女優・綾瀬はるか(40)の主演映画「人はなぜラブレターを書くのか」(石井裕也監督、4月17日公開)の主題歌を、4人組バンド「Official髭男(ヒゲダン)dism」が担当することが16日、分かった。新曲「エルダーフラワー」が使用される。

 映画は2000年に東京・中目黒駅で起きた地下鉄日比谷線脱線事故で亡くなった富久信介さん(享年17)をめぐる、実話ベースの淡い恋物語。いつも富久さんと同じ車両に乗っていた女性が、事故から20年後に送った1通のラブレターが奇跡を呼び起こす。

 本作のために楽曲を書き下ろしたヒゲダンは「人を想(おも)うこと、それが受け継がれていくことの素晴らしさを、作品を通して感じました。そんな温かく、小さいようで壮大なイメージから、とても直感的にこのエルダーフラワーという楽曲が生まれました」とコメント。映画の余韻を温かく包み込むような、希望に満ちた曲に仕上げ「主題歌としてこの作品へ、そして皆様の心へ、ささやかでも彩りを与えられたら幸いです」とメッセージを送った。

 富久さんとの思い出をつづった手紙を送る寺田ナズナ役の綾瀬は、楽曲を聴いて「本編を見て泣いた後、エンドロールで(ボーカルの)藤原さんの優しい声がふわっと包んでくれるような、柔らかいベッドに受け止めてもらえるような感覚で、温かい気持ちになれました」と太鼓判。「人の思いが未来へ受け継がれていくことの素晴らしさが紡がれていた歌詞が、心に響きました。ラブレターに込められた想いと、藤原さんの素敵な声に包まれる温かな楽曲をぜひ、劇場で楽しんでいただけるとうれしいです」と呼びかけた。

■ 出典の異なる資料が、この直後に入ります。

PR #6930, opened 2026-06-29
fix(l1): gate trie-layer commit/prune on canonical depth

edg-l:
## Problem

Full-sync ethrex nodes can wedge permanently, looping:

```
Full sync cannot resume: post-state for block 0 is absent (pruned from the layered store, or never executed). ... resume_parent_number=0 local_head=0
```

Observed on glamsterdam-devnet-6 (prysm-paired ethrex nodes). This is the **Q2** half of the incident cluster — see #6921 (trigger: peers not serving headers by hash) and #6924 (Q1: syncer lock held while waiting for a forkchoice head). Q1 (the lock) was masking Q2 (this state-resume wedge); once the syncer isn't pinned, the node actively cycles and hits this.

Root cause: trie diff-layers were committed/pruned by a fixed-depth count (`DB_COMMIT_THRESHOLD`) **regardless of canonicality**. Under a stale consensus forkchoice, non-canonical `newPayload` blocks executed ahead of canonicalization tripped that threshold, flushing non-canonical state to the single path-keyed on-disk root and **overwriting genesis**. Since those blocks never canonicalized (`local_head` stayed 0), the full-sync resume gate (`is_resume_point = is_canonical_sync && has_state_root`) found no canonical+stateful block and paused every cycle.

## Fix

Split the trie diff-layer disk-commit gate by execution mode:

- **Live block-by-block execution (`newPayload`)** commits on **CANONICAL + DEPTH**:
  - In `forkchoice_update` (after canonicalization), the Store computes `safe_commit_root` = the state_root of the canonical block at `head - commit_threshold`, and writes it into a dedicated `Arc<RwLock<H256>>` cell shared with `TrieLayerCache`.
  - The worker's `get_commitable(parent_state_root)` returns that root only if it is found on the executed parent walk; otherwise it commits nothing. `H256::zero()` (chain shorter than the threshold, e.g. genesis init) → no commit, so genesis-on-disk is never gated away.
  - The cell is written only by the FCU path (post-canonicalization) and is disjoint from the worker's RCU cache writes — no lost-update race, no `std::RwLock` guard held across `.await`.
  - **Non-canonical state is never committed** → genesis (and the canonical floor) is preserved → the resume gate always has a canonical+stateful block. Wedge fixed.

- **Batch execution (full sync / block `import`)** commits on **DEPTH** (`BATCH_COMMIT_THRESHOLD`), via `get_commitable_by_depth`:
  - Batch mode inserts one trie layer per ~1024-block batch, so the canonical `head - commit_threshold` (128) safe-commit root never lands on a layer boundary — the canonical gate would never flush, so memory would grow with the whole unfinalized window and a restart would leave a canonical/stateless suffix to re-execute.
  - Committing by depth bounds memory (~`BATCH_COMMIT_THRESHOLD` batch layers) and keeps state durable across restart. This is sound because full sync and `import` only ever extend a **single canonical chain** — there are no competing forks to mis-commit, so the non-canonical hazard the canonical gate guards against cannot arise here.
  - `commit_trie_if_due(.., is_batch)` selects the gate; `is_batch` is the existing `batch_mode`/`wait_for_flush` flag.

- A compile-time `const _: ()` assert requires `DB_COMMIT_THRESHOLD >= REORG_DEPTH_LIMIT`: the committed block (`head - DB_COMMIT_THRESHOLD`) must be at least as deep as the deepest reorg the engine API still accepts, so an accepted reorg can never revert already-committed state.

## Testing

- White-box gate unit tests in `layering.rs`:
  - `live_canonical_gate_holds_while_depth_gate_would_commit` — the wedge regression: with nothing canonicalized (`safe_commit` cell zero) the canonical gate commits nothing while a depth gate would prune genesis.
  - `batch_depth_gate_flushes_without_safe_commit` — the batch regression iovoid flagged: the canonical gate never flushes batch layers while `safe_commit` is zero, but the depth gate flushes the layer `BATCH_COMMIT_THRESHOLD` deep, bounding memory.
  - plus the memory-bound and ancestor-walk assertions.
- Public-API integration test `test/tests/blockchain/canonical_commit_gate_tests.rs`: non-canonical imports (no FCU) never prune genesis.
- `is_resume_point` tests relocated to `test/tests/p2p/`.
- Validated locally with the CI commands: `cargo test --workspace --exclude 'ethrex-l2*' --exclude ethrex-prover --exclude ethrex-guest-program` (green), `make -C tooling/ef_tests/blockchain test` (green — **0** "state root missing for block 0"), `make -C tooling/ef_tests/engine test` (green), `cargo clippy --workspace … -D warnings` (clean).

## Relationship to #6924 / #6921

Complementary, different files (this PR: `storage`/`blockchain`; #6924: `sync_manager.rs`). #6924's description left this exact "Full sync cannot resume … `removedb`" case as a separate change, suggesting an automatic reset-and-resync; this PR takes the **preventive** angle (never strand the resume gate in the first place), which should make a recovery mechanism unnecessary for this cause. Worth aligning on the Q2 direction.


ilitteri (approved):

crates/storage/store.rs
```diff
@@ -261,9 +263,9 @@ pub struct UpdateBatch {
     pub receipts: Vec<(H256, Vec<Receipt>)>,
     /// Contract code updates (code hash -> bytecode).
     pub code_updates: Vec<(H256, Code)>,
-    /// Whether this batch comes from full sync (batch execution mode).
-    /// When true, uses `BATCH_COMMIT_THRESHOLD` (aggressive) instead of
-    /// `DB_COMMIT_THRESHOLD` to bound memory during bulk block import.
+    /// Whether this batch comes from full sync (batch execution mode). When true,
+    /// the persist worker waits for the disk flush (`wait_for_flush`) to bound
+    /// in-flight batches during bulk import.
     pub batch_mode: bool,
```
ElFantasma, line 276: Batch full-sync question. In batch mode, `apply_updates` registers ONE layer per `UpdateBatch` keyed by the end-of-batch `last_state_root` (spans ~1024 blocks). `compute_safe_commit_root(head)` returns the state root of the canonical block at `head - commit_threshold` = `head - 128` — that's per-block granularity, so it rarely lands on a batch boundary. The returned root is then not a layer key, `get_commitable` walks past it, and returns None. Iterating that: batch 1 finishes at block 1024, FCU sets safe_commit to block 896's state_root (mid-batch, no layer) → None; batch 2 to block 1920 → still no layer → None; and so on. Layers accumulate at ~1 GB per batch — up to ~128 layers before any pressure kicks in — whereas the removed `BATCH_COMMIT_THRESHOLD = 4` capped this at ~4 batches.

The description says "Memory is bounded to ~commit_threshold layers in all cases", so I'd like to sanity-check my read. Is there a mechanism that snaps `safe_commit_root` to a batch boundary in batch mode (e.g., the full-sync driver issues FCU only at block numbers where head-128 is on a boundary), or is the batch-mode cadence something that will be looked at in follow-up? Not blocking — just want to make sure I understand the intended behavior.

ElFantasma (approved):

crates/blockchain/fork_choice.rs
```diff
@@ -27,6 +27,15 @@ use crate::{
 /// - geth / nethermind / reth: no engine-API rejection; trust the CL's fork choice
 pub const REORG_DEPTH_LIMIT: u64 = 128;
 
+// Compile-time guard: committed trie layers must never exceed the reorg-depth limit.
+// If DB_COMMIT_THRESHOLD > REORG_DEPTH_LIMIT, a committed layer could be unreachable
+// after a reorg that the engine API still accepts, corrupting state.
+// ethrex-blockchain depends on ethrex-storage (one-way), so the assertion lives here.
+const _: () = assert!(
+    ethrex_storage::DB_COMMIT_THRESHOLD as u64 <= REORG_DEPTH_LIMIT,
```
iovoid: Isn't it the other way around? If DB_COMMIT_THRESHOLD is _lower_ than the reorg limit, we would commit blocks that could be reorged.

iovoid (changes requested):
In batch execution (node offline for days), we never flush since the last layer (1024 blocks away) will never match the head minus the commit threshold (128 blocks away).

In import, we now keep every executed block until the FCU at the end.

edg-l:
Pushed `0d500937a` addressing all three points:

- **Batch execution never flushes / import keeps every block**: `commit_trie_if_due` now selects the gate by `is_batch` (= `batch_mode`). Batch execution (full sync and `import`) commits by depth via `get_commitable_by_depth(BATCH_COMMIT_THRESHOLD)` (4 layers, ~4k blocks) so memory stays bounded and state is durable across restart; live block-by-block execution keeps the canonical `head - 128` safe-commit gate so non-canonical newPayload state is never persisted. Sound because full sync and import only extend a single canonical chain. Added `batch_depth_gate_flushes_without_safe_commit` covering the case where the safe-commit cell is still zero.
- **Assertion direction**: you were right, flipped to `DB_COMMIT_THRESHOLD >= REORG_DEPTH_LIMIT` with the comment corrected: the committed block (`head - threshold`) must be at least as deep as the max accepted reorg, else an accepted reorg could revert already-committed state.

Storage + blockchain suites green, clippy clean.

edg-l:
Heads-up on a collision with the deep-reorg cap-lift PR #6724 (part of the #6685 stack):

This PR adds the compile-time guard `assert!(DB_COMMIT_THRESHOLD >= REORG_DEPTH_LIMIT)`, which references the flat `REORG_DEPTH_LIMIT = 128` const. #6724 **removes** `REORG_DEPTH_LIMIT` entirely and replaces the fixed cap with a *physical* reorg ceiling (the deeper of the layer-cache retention and the reverse-diff journal reach; finality is no longer a limit). So whichever of the two merges second will conflict, and if #6724 lands first this guard references a deleted const.

Resolution direction (whoever rebases onto the other): the guard's intent, do not commit a trie layer that is still inside the reorg window, is preserved by the physical model, since the window is now exactly the layer-cache retention. Once #6724 is in, re-key the guard off the retention value (`Store::reorg_retention` / the layer-cache commit threshold) instead of `REORG_DEPTH_LIMIT`; the two become the same quantity, so the invariant holds by construction. Flagging so it is a deliberate reconcile, not a surprise at merge time.

crates/blockchain/fork_choice.rs
edg-l: Right, flipped it in 0d500937a: assert is now `DB_COMMIT_THRESHOLD >= REORG_DEPTH_LIMIT`.

crates/storage/store.rs
edg-l: Confirmed the read was right; fixed in 0d500937a. Batch mode now commits by depth (`BATCH_COMMIT_THRESHOLD=4`) instead of the canonical head-128 root, which never lands on a ~1024-block layer boundary. Live mode keeps the canonical safe-commit gate.

iovoid (approved):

 ◆日比谷線脱線事故 2000年3月8日午前9時1分頃、営団地下鉄(現・東京メトロ)日比谷線で恵比寿駅から中目黒駅に入線しようとしていた列車がカーブで脱線し、対向列車と衝突した鉄道事故。5人が死亡、64人(事故調査検討会報告書では63人)が重軽傷を負った。

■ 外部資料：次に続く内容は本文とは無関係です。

PR #6931, opened 2026-06-29
feat(l1): add debug_traceCall and debug_traceBlockByHash

edg-l:
Adds two geth-style debug tracing endpoints and tidies up the block-trace path while doing so.

This started as `debug_traceCall` but grew to cover `debug_traceBlockByHash` too, since Dora calls that on every block on the devnet.

> Note: this is an alternative take on the now-closed #6695. Same feature, independent implementation, with the block-trace perf work added.

## What's new

**`debug_traceCall(callObject, blockNrOrHash, traceConfig)`**
- All three tracers: `callTracer`, `prestateTracer`, `opcodeTracer`.
- Block-or-hash plus EIP-1898 identifiers, defaults to `latest`.
- Supports geth's `txIndex` config field (trace the call against the state just before tx `i`). Out-of-range `txIndex` is rejected to match geth instead of silently tracing against a bogus state.
- `stateOverrides` / `blockOverrides` are not supported (documented in the config struct).
- Reuses the existing `eth_call` machinery: the call is an unsigned `GenericTransaction`, so the sender comes from the `from` field with no signature recovery, and fees/base-fee are relaxed the same way `simulate_tx_from_generic` does.

**`debug_traceBlockByHash(blockHash, traceConfig)`**
- We already had `debug_traceBlockByNumber`; this mirrors it for a block hash. The two now share a single `trace_block` dispatch helper.

## Performance

Dora hits these on every block, so two things got optimized:

1. **`debug_traceCall` no longer re-executes the block.** For the default case (no `txIndex`) it reads the block's committed post-state directly, like `eth_call`, instead of rebuilding the parent state and replaying every transaction. Falls back to rebuild + rerun for a specific `txIndex` or when the block's state isn't stored (archive/pruned gap). A default `traceCall` on an N-transaction block drops from ~N+1 EVM executions to 1.

2. **`debug_traceBlock*` traces the whole block in one pass.** Replaced the per-transaction `spawn_blocking` + `Arc<Mutex>` loop with a single blocking pass, and the block-invariant `EVMConfig` is computed once instead of per transaction. Removes N-1 thread handoffs and N config recomputes per block trace. Side effect: the trace timeout now bounds the whole block trace rather than each transaction, which is the more sensible budget for this endpoint anyway.

## Implementation notes

Layered the same way as the existing tracers:
- `crates/vm/backends/levm/tracing.rs`: refactored the three `trace_tx_*` fns to share `run_*` cores, added `trace_call_*` (generic-tx) and `trace_block_*` (batch) variants on top.
- `crates/vm/tracing.rs`: `Evm` wrappers.
- `crates/blockchain/tracing.rs`: `Blockchain::trace_call_*` and the rewritten one-pass `trace_block_*`.
- `crates/networking/rpc/tracing.rs`: `TraceCallRequest`, `TraceBlockByHashRequest`, shared `trace_block` helper.
- `crates/networking/rpc/rpc.rs`: routes both new methods.

## Tests

Three VM-level tests in `test/tests/levm/trace_call_tests.rs` covering the call / opcode / prestate-diff paths, pinning the from-field sender behaviour. The existing opcode and prestate tracer tests still pass after the core refactor.

## Possible follow-up (not in this PR)

On Amsterdam the block carries a BAL (EIP-7928), which records per-transaction state changes. That makes it possible to reconstruct each transaction's pre-state from the parent state plus the BAL without replaying predecessors, which would let `debug_traceBlock*` trace transactions in parallel instead of sequentially. Out of scope here (correctness risk, needs the per-block BAL available at trace time), but worth a separate issue.

## callTracer / `debug_traceCall` geth-compatibility fixes

Follow-up on a glamsterdam-devnet-6 report: execution was consensus-correct, but the callTracer reporting layer diverged from geth's de-facto output. Fixed by comparing against go-ethereum (`eth/tracers/native/call.go`):

- **`gasUsed` (correctness bug):** the top-level frame now reports post-refund gas — matching the receipt and geth's `callstack[0].GasUsed = receipt.GasUsed` — instead of the pre-refund / EIP-7778 block-accounting value. Previously overstated gas on refund txs (e.g. by the full EIP-3529 refund).
- **`debug_traceCall` nonce:** fills the nonce from account state when omitted (matching geth's `ToMessage` and our own `eth_estimateGas`) instead of rejecting the call on a nonce mismatch against a default of 0.
- **`revertReason`:** decodes the ABI `Error(string)` payload (geth's `abi.UnpackRevert`) instead of raw UTF-8, which produced `null` for standard `revert("...")`.
- **error strings:** revert maps to `"execution reverted"`; static halts map to geth's wording (`out of gas`, `write protection`, `contract address collision`, `max code size exceeded`, …).
- **JSON shape:** omit empty `to`/`value`/`output`/`error`/`revertReason`/`calls` like geth's `omitempty`; drop `to` on a failed CREATE; omit `value` for STATICCALL.
- **logs:** clear logs of any frame whose ancestor reverted (geth's `clearFailedLogs`), and emit a block-absolute log `index` (geth's `log.Index`) for `withLog` traces.

**Scope / compatibility:** these changes touch only the **callTracer** (`CallTraceFrame` / `CallLog` / `LevmCallTracer`). The **opcodeTracer** (EIP-3155 `Eip3155Step`, consumed by the goevmlab `statetest` subcommand from #6663 / #6595), the **prestateTracer**, and `VMError`'s `Display` (which feeds the execution-spec-tests / hive error mapping) are all left untouched — verified against branch history, so goevmlab output is byte-for-byte unchanged.

Adds 9 VM-level tests in `test/tests/levm/trace_call_tests.rs` covering post-refund gas, revert-reason decode, geth error mapping, omit-empty shape, and block-absolute log index.


crates/networking/rpc/tracing.rs
```diff
@@ -249,80 +277,291 @@ impl RpcHandler for TraceBlockByNumberRequest {
...
+        // Fill the nonce from account state when the caller omits it, matching geth's
+        // `ToMessage` (`args.Nonce = db.GetNonce(from)`) and `eth_estimateGas`. Without this
+        // the VM's nonce check compares the account's real nonce against a default of 0 and
+        // rejects the call.
+        let transaction = match self.transaction.nonce {
+            Some(_) => self.transaction.clone(),
+            None => {
+                let nonce = context
+                    .storage
+                    .get_nonce_by_account_address(block_number, self.transaction.from)
```
iovoid, line 521: Considering the post-state will lead the transaction to fail due to a nonce mismatch when tx_index is set (ie it isn't added on top of the block).

This isn't a problem in geth because they skip the nonce check.

iovoid (dismissed):

crates/networking/rpc/tracing.rs
```diff
@@ -26,6 +31,29 @@ pub struct TraceBlockByNumberRequest {
...
+/// `debug_traceCall`'s third parameter. Extends [`TraceConfig`] with `txIndex`, the
+/// in-block transaction index whose pre-state the call should run on top of (geth's
+/// `TraceCallConfig`). `stateOverrides`/`blockOverrides` are not supported.
+#[derive(Deserialize, Default)]
+#[serde(rename_all = "camelCase")]
+struct TraceCallConfig {
+    #[serde(flatten)]
+    base: TraceConfig,
+    #[serde(default)]
+    tx_index: Option<u64>,
```
ElFantasma, line 58: The doc above says `stateOverrides`/`blockOverrides` "are not supported", but with `#[serde(flatten)]` on `base` and no `deny_unknown_fields` on `TraceCallConfig`, a client that sends either field gets its trace run without the overrides — silently, with no error. Geth's `TraceCallConfig` includes both, so this is a fairly high-probability compat mismatch (a client relying on geth semantics gets a trace against unexpected state). Two loud-fail options: `#[serde(deny_unknown_fields)]` on the whole struct, or explicit `state_overrides: Option<Value>` / `block_overrides: Option<Value>` fields that reject with `BadParams("stateOverrides not supported")` when `Some`. The explicit form has the advantage of surviving geth adding *other* new fields in the future without breaking us.

crates/vm/backends/levm/tracing.rs
```diff
@@ -158,6 +280,160 @@ impl LEVM {
...
+                base_blob_fee,
+            )?;
+            let trace = Self::run_opcode_trace(db, env, tx, cfg.clone(), vm_type, crypto)?;
+            traces.push((tx.hash(crypto), trace));
+        }
+        Ok(traces)
+    }
+}
+
+/// Computes the block-invariant `(EVMConfig, chain_id, base_blob_fee)` once so a
```
ElFantasma: Two docstrings got glued: the "Computes the block-invariant …" sentence describes `block_trace_env_config` (line 411, currently undocumented), while "Recursively counts the logs …" is the one that belongs above `count_call_logs`. Splitting them puts each doc above its function.

ElFantasma (approved):

ElFantasma (approved):

ilitteri (approved):

crates/blockchain/tracing.rs
```diff
@@ -199,24 +192,109 @@ impl Blockchain {
...
-            let block = block.clone();
-            let vm = vm.clone();
-            let tx_hash = block.as_ref().body.transactions[index].hash(&NativeCrypto);
-            let cfg = cfg.clone();
-            let result = timeout_trace_operation(timeout, move || {
-                vm.lock()
-                    .map_err(|_| EvmError::Custom("Unexpected Runtime Error".to_string()))?
-                    .trace_tx_opcodes(block.as_ref(), index, cfg)
-            })
+        timeout_trace_operation(timeout, move || vm.trace_block_opcodes(&block, cfg)).await
```
iovoid, line 195: Now the timeout is on the whole block (which is substantially heavier). If there is a timeout (presumably because there is heavy load) then leaving it working while possibly even more requests to trace are being processed could lead to a big degradation.

crates/vm/backends/levm/tracing.rs
```diff
@@ -158,6 +280,160 @@ impl LEVM {
...
+    let base_blob_fee = get_base_fee_per_blob_gas(header.excess_blob_gas, &config)?;
+    Ok((config, chain_config.chain_id, base_blob_fee))
+}
+
+/// Builds the call-style [`Environment`] and concrete [`Transaction`] for tracing a
+/// synthetic `eth_call`-shaped request (`debug_traceCall`). Mirrors
+/// `simulate_tx_from_generic`: the sender is taken from `tx.from` (no signature
+/// recovery), the block gas limit is disabled, and the base fee is relaxed when no gas
+/// price is provided.
+fn prepare_call_env(
```
iovoid, line 458: Might not work on L2

crates/vm/levm/src/tracing.rs
```diff
@@ -111,17 +125,37 @@ impl LevmCallTracer {
             return Ok(());
         }
         if is_top_call {
-            // After finishing transaction execution clear all logs of callframes that reverted.
-            clear_reverted_logs(self.current_callframe_mut()?);
+            // After finishing transaction execution clear all logs of callframes that reverted,
+            // then assign block-absolute indices to the survivors in emission order.
+            clear_reverted_logs(self.current_callframe_mut()?, false);
```
iovoid: callframe.error isn't set at this point

PR #6940, opened 2026-06-30
perf(l1): use 4KB RocksDB blocks for trie-node and flat-KV CFs

edg-l:
## What

Lower the RocksDB data-block size from 16KB to 4KB on the four execution-read-path column families:

- `ACCOUNT_TRIE_NODES` / `STORAGE_TRIE_NODES`
- `ACCOUNT_FLATKEYVALUE` / `STORAGE_FLATKEYVALUE`

## Why

These CFs are pure exact-key point lookups (trie nodes and flat KV) hit on the hot execution read path; there are no range scans. With a 16KB block, every cold random get pulls a full 16KB block off disk to return a ~32-byte value — ~4x read amplification. A page-sized 4KB block minimizes per-get read + in-block search amplification.

`set_block_size` is a write-time option: it applies to newly flushed/compacted SSTs. Existing SSTs are read with whatever block size they were written at, so the benefit accrues as the DB rewrites (or after a regen/reblock of a snapshot).

## Measurement

A/B on a cold, RAM-exceeding bloated state DB (`sstore_bloated` 10GB-class prestate, 300M-gas block), reblocking a copy of the same DB from 16KB to 4KB:

| metric | 16KB | 4KB | delta |
| --- | --- | --- | --- |
| Mgas/s | 135.4 | 160.1 | **+18%** |
| merkle drain | 1305 ms | 1104 ms | -15% |
| disk read | — | — | **-36%** |

The win is read-amplification driven, so it shows up most on cold, larger-than-RAM state where reads actually hit the device.

## Scope

Bloom filters (`set_bloom_filter(10.0, false)`) and `memtable_prefix_bloom_ratio` were already present on these CFs; this PR only changes the block size. No behavior change to other CFs (headers/bodies, codes, receipts, tx locations stay at their current sizes).


pablodeymo (approved):

iovoid (approved):

crates/storage/backend/rocksdb.rs
```diff
@@ -190,7 +190,12 @@ impl RocksDBBackend {
...
 
                     let mut block_opts = BlockBasedOptions::default();
-                    block_opts.set_block_size(16 * 1024); // 16KB
+                    // 4KB blocks: these CFs are pure exact-key point lookups
+                    // (trie nodes / flat KV) on the execution read path, so a
+                    // page-sized block minimizes per-get read+search amplification
+                    // vs the prior 16KB (scan-tuned). Write-time option: applies to
+                    // newly flushed/compacted SSTs; existing SSTs are read as-is.
+                    block_opts.set_block_size(4 * 1024); // 4KB
                     block_opts.set_bloom_filter(10.0, false); // 10 bits per key
```
ElFantasma, line 256: Non-blocking follow-up thought: given the ~4x index/filter block-count growth on these two large CFs (already flagged in the block-cache-size doc), what do you think about pairing this later with partitioned filters (`set_bloom_filter(10.0, true)` + a two-level partitioned index)? That's the standard mitigation for exactly this pattern — small data block + large SST → filter/index memory blowup — because filter loads become finer-grained under cache eviction instead of the whole per-SST filter block being pulled in. The doc update on `DEFAULT_ROCKSDB_BLOCK_CACHE_SIZE_BYTES` covers this from the sizing side; partitioning would attack the same pressure from the CF-config side. Not for this PR, just checking if you'd already considered it.

ElFantasma (approved):

ilitteri (approved):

〇…「人はなぜラブレターを書くのか」は、2020年5月10日付のスポーツ報知の記事がきっかけで映画化が決まった作品だ。元プロボクシングWBC、WBA世界ミニマム級王者の大橋ジム・大橋秀行会長(60)が、見知らぬ女性からメッセージを受けたことを紹介。

それはジムの教え子だった富久さんに恋心を抱いていた人物だった、という記事を石井監督が読み「どうしても映画化したい」と意志を結実させた。